#### Assigned task
Give again only those lines from the start of the entries through the line holding "New basic search", leaving them as they are.

#### Extracted information
PR #202, opened 2022-07-20
New program ID search notebook

ttdu:
New basic search notebook that focuses on searching by program ID. This is aimed at PIs and their teams, and provides an easy way for them to download all of their available data.


notebooks/MAST/astroqueryMAST/beginner_program_id_search/beginner_program_id_search.ipynb
```diff
@@ -0,0 +1,402 @@
...
+   "cell_type": "markdown",
+   "metadata": {
+    "slideshow": {
+     "slide_type": "slide"
+    }
+   },
+   "source": [
+    "<a id=\"top\"></a>\n",
+    "# Accessing JWST Proposal Data in astroquery.mast\n",
+    "## Learning Goals\n",
```
scfleming, line 13: Neither the name of the notebook nor the subdirectory path makes it clear this is about finding JWST data by Program ID.  Worth adding "jwst" im the folder and file name somewhere?

notebooks/MAST/astroqueryMAST/beginner_program_id_search/beginner_program_id_search.ipynb
```diff
@@ -0,0 +1,402 @@
...
+   "outputs": [],
+   "source": [
+    "session_info = Observations.session_info()"
+   ]
+  },
+  {
+   "cell_type": "markdown",
+   "metadata": {},
+   "source": [
+    "You should see all of your information above. If not, verify that your token and MyST account are active.\n",
```
scfleming, line 122: One piece of info here is:

attrib.Jwstcalengdataaccess: false

This is different from being able to query the engineering database in general, which is public now (I think for everything?  Or at least most things?).  This might be a source of confusion for a user if this shows up as False put the Engineering Database is being advertised as "public" for anyone.  Worth a brief note here clarfiying that this value does not mean you are prohibited from querying and downlading public EDB data?

notebooks/MAST/astroqueryMAST/beginner_program_id_search/beginner_program_id_search.ipynb
```diff
@@ -0,0 +1,402 @@
...
+    }
+   },
+   "outputs": [],
+   "source": [
+    "# Let's get a list of all observations associated with this proposal\n",
+    "obs_list = Observations.query_criteria(proposal_id=2733)\n",
+    "\n",
+    "# We can chooose the columns we want to display in our table\n",
+    "disp_col = ['dataproduct_type','calib_level','obs_id','target_name','filters','proposal_pi']\n",
+    "obs_list[disp_col].show_in_notebook(display_length=5)"
```
scfleming, line 174: There's only 11 return rows, not worth splitting into 3 pages of 5 entries each but instead just show all 11 rows?

notebooks/MAST/astroqueryMAST/beginner_program_id_search/beginner_program_id_search.ipynb
```diff
@@ -0,0 +1,402 @@
...
+     "slide_type": "fragment"
+    }
+   },
+   "outputs": [],
+   "source": [
+    "# Let's get a list of all observations associated with this proposal\n",
+    "obs_list = Observations.query_criteria(proposal_id=2733)\n",
+    "\n",
+    "# We can chooose the columns we want to display in our table\n",
+    "disp_col = ['dataproduct_type','calib_level','obs_id','target_name','filters','proposal_pi']\n",
```
scfleming, line 173: if you add "obs_collection" to the list of columns, then it becomes really easy to identify the Public Outreach image (obs_collection = "OPO") from the mission data (obs_collection = "JWST"), and then describing the difference based on a lack of PI unnecessary and can instead be based no filled-in values instead of lack-of-values.

notebooks/MAST/astroqueryMAST/beginner_program_id_search/beginner_program_id_search.ipynb
```diff
@@ -0,0 +1,402 @@
...
+    "obs_list[disp_col].show_in_notebook(display_length=5)"
+   ]
+  },
+  {
+   "cell_type": "markdown",
+   "metadata": {},
+   "source": [
+    "We have limited the display columns in the above table for conciseness. For a complete list of observation fields (the columns in the above table) and their descriptions, read [here](https://mast.stsci.edu/api/v0/_c_a_o_mfields.html). \n",
+    "\n",
+    "We can verify that we have the right observation by looking at the `'proposal_pi'` column above. The first observation has no PI listed, as it is a release image from the Webb Science Launch; otherwise, it looks like this is the right observation."
```
scfleming, line 183: "release image" -> "press release image"

notebooks/MAST/astroqueryMAST/beginner_program_id_search/beginner_program_id_search.ipynb
```diff
@@ -0,0 +1,402 @@
...
+  },
+  {
+   "cell_type": "markdown",
+   "metadata": {},
+   "source": [
+    "## Data Products\n",
+    "\n",
+    "Level 3 products are the result of combining and processing multiple lower level products. These two categories are distinct; level 3 products are target-based (sometimes called source-based), while levels 2 and 1 are directly associated with an exposure. A great starting point to understand JWST files and the processing pipeline is available on the [Jdox website](https://jwst-docs.stsci.edu/understanding-jwst-data-files).\n",
+    "\n",
+    "For level 3 observations, it's likely that there are many associated (levels 2 and 1) data products. Let's take a look at how many products are associated with second observation from our search above."
```
scfleming, line 194: "associated with second" -> "associated with the second"

notebooks/MAST/astroqueryMAST/beginner_program_id_search/beginner_program_id_search.ipynb
```diff
@@ -0,0 +1,402 @@
...
+   ]
+  },
+  {
+   "cell_type": "code",
+   "execution_count": null,
+   "metadata": {},
+   "outputs": [],
+   "source": [
+    "second_obs = obs_list[1:2]\n",
```
scfleming, line 203: If you just want the products assocaited with the 2nd observation in the table, just specify the index directly:

second_obs = obs_list[1]

There is no need to specify a range if extracting one element.  Further, this is dangerous if the order returned by query_criteria ever changes.  If the notebook relies on looking at this specific observation, it would be better to extract the element based on the name of the Observation instead of its relevant position.  If it doesn't matter (e.g., you don't refer to expected number of products, etc.) then it's fine to leave as "the 2nd Observation whatever that ends up being (and hopefully not the OPO one).

notebooks/MAST/astroqueryMAST/beginner_program_id_search/beginner_program_id_search.ipynb
```diff
@@ -0,0 +1,402 @@
...
+    "As a final check before we proceed to the download, let's find the total file size of our results:"
+   ]
+  },
+  {
+   "cell_type": "code",
+   "execution_count": null,
+   "metadata": {},
+   "outputs": [],
+   "source": [
+    "total = 0\n",
```
scfleming, line 261: Here's a cleaner way to get the total in just one line, plus your print statement (no need for a 'for' loop here):

`total_test = sum(filtered_prod['size'])
print('{:.2f}'.format(total_test/10**9), "GB")`

notebooks/MAST/astroqueryMAST/beginner_program_id_search/beginner_program_id_search.ipynb
```diff
@@ -0,0 +1,402 @@
...
+    "for fsize in filtered_prod['size']:\n",
+    "    total = total+fsize\n",
+    "print('{:.2f}'.format(total/10**9), \"GB\")"
+   ]
+  },
+  {
+   "cell_type": "markdown",
+   "metadata": {},
+   "source": [
+    "For downloads larger than a GB, it is highly recommended that you follow the steps in [Downloading via Curl Script](#Downloading-via-Curl-Scipt) rather than attempting to download the data directly."
```
scfleming, line 271: For whatever reason the relative link to the "Downloading via Curl Script" isn't working for me here, but it does work up above in the Table of Contents.

notebooks/MAST/astroqueryMAST/beginner_program_id_search/beginner_program_id_search.ipynb
```diff
@@ -0,0 +1,402 @@
...
+  },
+  {
+   "cell_type": "markdown",
+   "metadata": {},
+   "source": [
+    "### Downloading Data Directly\n",
+    "\n",
+    "We'll use the filtered product list to select our downloads. This method will immediately send a request to the MAST archives, and download the data to this notebook's folder.\n",
+    "\n",
+    "**Note**: By default, this will only download the first five files. This reduces download time for the purposes of the tutorial, but still demonstrates a successful download."
```
scfleming, line 282: Include explicit instructions on how to modify the script to download all the products (e.g., "remove the [:5] piece from the line below", or some such instruction.

notebooks/MAST/astroqueryMAST/beginner_program_id_search/companion_script.py
```diff
@@ -0,0 +1,48 @@
...
+        path = Observations.download_products(filtered_prod, curl_flag=True)
+        return path
+    else:
+        manifest = Observations.download_products(filtered_prod)
+        return manifest
+
+def main():
+    return download_by_jwst_pid(a, b)
+
+if __name__ == "__main__":
```
scfleming, line 43: If we want to be a little fancier with command line arguments, we should use `[argparse](https://docs.python.org/3/library/argparse.html)`.  I can provide some help/examples, but if would make this part easier to understand, provide output for "python companion_script.py --help" with documentation that will say what the command line arguments are, etc.

scfleming: If so, then the block of code in __main__ would look more like:

if __name__ == "__main__":
  (setup argparse)
  args = parser.parse_args()
  download_by_jwst_pid(args.pid, args.curl_flag)

I like to do my argparse setup in its own function, e.g., make a "setup_args()", so then it would be:

if __name__ == "__main__":
  args = setup_args()
  download_by_jwst_pid(args.pid, args.curl_flag)

and:

def setup_args():
  parser = argparse.ArgumentParser(description='Top-level description.')
  parser.add_argument(something for pid)
  parser.add_argument(something for curl_flag)
  return parser.parse_args()

scfleming: and in this case, you won't even need to define a main(): at all.

notebooks/MAST/astroqueryMAST/beginner_program_id_search/companion_script.py
```diff
@@ -0,0 +1,48 @@
...
+def download_by_jwst_pid (pid, curl_flag):
+    """
+    This function retrieves all of the level 2 science products for a single program ID.
+    Inputs:
+    pid [int] – program ID number
+    curl_flag [Boolean] – If set to true, function returns a curl script.
+    """
+
+    # Login, search for observations
+    Observations.login(store_token=True)
```
scfleming, line 13: Do we need additional text / a pointer to instruct people how to make a token if they don't already have one?  Will this work as-is if they don't have one created at all yet?

notebooks/MAST/astroqueryMAST/beginner_program_id_search/companion_script.py
```diff
@@ -0,0 +1,48 @@
...
+    obs_list = Observations.query_criteria(proposal_id=pid)
+    data_products = Observations.get_product_list(obs_list)
+    filtered_prod = Observations.filter_products(data_products, calib_level=[2], productType='SCIENCE')
+
+    # Filesize check
```
scfleming, line 18: Can use same re-write for total size as mentioned in the Python notebook for improved readability.

notebooks/MAST/astroqueryMAST/beginner_program_id_search/companion_script.py
```diff
@@ -0,0 +1,48 @@
...
+        total = total+fsize
+    # Use curl for large downloads.
+    if total/10**9 > 1 and curl_flag==False:
+        curl_flag = True
+        print("\nDownload too large. Switching to curl script.")
+    # User must confirm download size
+    prompt = "Total download size is: " + '{:.2f}'.format(total/10**9) + ' GB. Proceed? (y/n)\n'
+    resp = input(prompt)
+    if resp != 'y':
+        quit()
```
scfleming, line 30: should "import sys" at the top and "sys.exit()" here instead of quit(), I think (one of the pylint comments as well)

notebooks/MAST/astroqueryMAST/beginner_program_id_search/companion_script.py
```diff
@@ -0,0 +1,48 @@
...
+
+    # Check for curl flag
+    if curl_flag:
+        path = Observations.download_products(filtered_prod, curl_flag=True)
+        return path
```
scfleming, line 35: Probably don't need to return either "path" or "manifest" per se, although if you want to leave this as option for people to use as a function inside ANOTHER Python script they write, then it is useful, but given this asks for user prompts and such it seems unlikely they would want to use it as a function inside another Python script, so it doesn't need to return anything, just do stuff.

notebooks/MAST/astroqueryMAST/beginner_program_id_search/beginner_program_id_search.ipynb
ttdu: You're right -- only the title mentions JWST. This notebook could also be useful for people trying to get their HST data, so I wonder if I should leave it where it is, but change the title.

#### Finished task
PR #202, opened 2022-07-20
New program ID search notebook

ttdu:
New basic search notebook that focuses on searching by program ID. This is aimed at PIs and their teams, and provides an easy way for them to download all of their available data.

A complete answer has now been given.